等叶少恒走了之后好久,平日里伺候晏青梧洗漱的阿雾,站在外面好久,姑娘都不叫进去,阿雾忍到最后忍不住去敲门,屋里没人应答,她进去一看,才发现床铺上没人。
因为自己主子向来不按常理出牌,阿雾初始以为主子起来的早,去院子里逛了,直到转了一圈也没找见人,又让青梧院里的婢女一起找了一会,在叶府各处均没找到人,这才真的慌了。
平时叶少恒在时,有多在乎府上养的这个小姑娘,大家有目共睹,万一出了事,她们这个院里伺候的谁也得不到好。
其中年纪稍长的丫鬟立即去禀告了朱管事,朱管事当时就一个头两个大,这个府里的晏姑娘,平时虽然少又省心的时候,但是向来碍不着自己什么,一直都是主子善后的,但如今不一样啊,主子前脚刚走,后脚就出事,想到主子平时对晏主子的疼爱,如果他找不着人,他吃不了兜着走,朱管事欲哭无泪。
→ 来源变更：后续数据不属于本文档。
PR #2157, opened 2019-08-01
WorkboxEvent props also should be strictly typed

azizhk:

R: @jeffposnick @philipwalton

Fixes #*issue number*

### DIFF
--- a/packages/workbox-window/src/utils/WorkboxEvent.ts
+++ b/packages/workbox-window/src/utils/WorkboxEvent.ts
@@ -9,6 +9,7 @@
 import {WorkboxEventTarget} from './WorkboxEventTarget.js';
 import '../_version.js';
 
+type PropExtractor<WorkboxEventInterface> = Omit<WorkboxEventInterface, "type">;
 
 /**
  * A minimal `Event` subclass shim.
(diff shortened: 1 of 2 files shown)


packages/workbox-window/src/utils/WorkboxEvent.ts
```diff
@@ -9,36 +9,34 @@
...
+export interface WorkboxMessageEvent extends WorkboxEvent<"message"> {
   originalEvent: Event;
   data: any;
 }
 
-export interface WorkboxLifecycleEvent extends WorkboxEvent {
-  type: keyof WorkboxLifecycleEventMap;
-  originalEvent: Event;
+export interface WorkboxLifecycleEvent extends WorkboxEvent<keyof WorkboxLifecycleEventMap> {
+  originalEvent?: Event;
```
azizhk: I had to add ? because we don't pass originalEvent here:
https://github.com/GoogleChrome/workbox/blob/fec46efbc3ed02eaf0e10d3f65ef11662e9e0a4e/packages/workbox-window/src/Workbox.ts#L142-L145

philipwalton:
Thanks! I was trying to figure out how to do something like this (you probably noticed I removed the "props" interfaces), and I think this works well.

朱管事安排全府的人找了一圈,仍没有找见人,问守门的老赵头早上可有见到晏主子出府去,赵老头回答从很早到现在一直没人出去,犹豫了下,没敢隐瞒,又交待道,但是今晨大门没有关严,要是出去的话,可能昨晚夜里人就已经出去了。
朱管事一听这话脑袋嗡嗡的,一想这下事情更严重了,他想着赶紧再派人去打听,同时很想追回叶少恒,但不知道叶少恒具体的去处和路线,无从下手。
他们叶府里的人向来和平日里给主子外出办事的是两波人,府里的人,只负责照顾两位主人平时的生活起居,外面主子办的事是从来不交代府里的人办的,叶少恒如今的行踪,府上的朱管家当然也不知道。
只有主子以前告诉过他,有一个紧急联系的人,如果遇到突发紧急事件,他人又没在,就去找这位紧急联系的人寻他,但轻易不可用。
朱管家犹疑不定,想着昨晚沈若梅在,没准她知道主子的行踪,于是赶紧去问沈若梅知不知道主子的去处。
叶少恒外出前,沈若梅紧张了一晚,直到他出发后都风平浪静,沈若梅放下悬着的心,睡了一个回笼觉。
等她醒来洗漱后,一位年纪稍大的嬷嬷沉默的递给她一碗药,她当然知道这是什么药,这么多年为数不多的几次,倒是每次留宿之后的这碗药从不遗漏,格外周到。
沈若梅看着药碗,沉默了一下,她想不喝的,到了她这个年纪,是很想要一个孩子的,尤其是和他的孩子,但她知道就算她真的有了,以叶少恒的脾气,不想要的也不会让她生下来,所以就不做无谓的挣扎了,她一仰头,咽下了满嘴的苦涩。
叶少恒不在,叶府她也不想久留,她正准备回沈家,就听到婢女说,朱管家想见她,两人相见后,朱管事火烧眉毛的和她说了晏青梧不见的消息,并询问她是否知道叶少恒的行踪。
沈若梅听到这个消息并没有一丁点的着急,还有点窃喜,再说她本来也不可能知道叶少恒的行踪。
昨晚上后来她其实是模糊的看到了站在窗外的晏青梧,所以她故意趁着叶少恒酒醉,更亲密的去接近他,就是要让窗外的她看到,她觉得她是他们之间毫无疑问的障碍。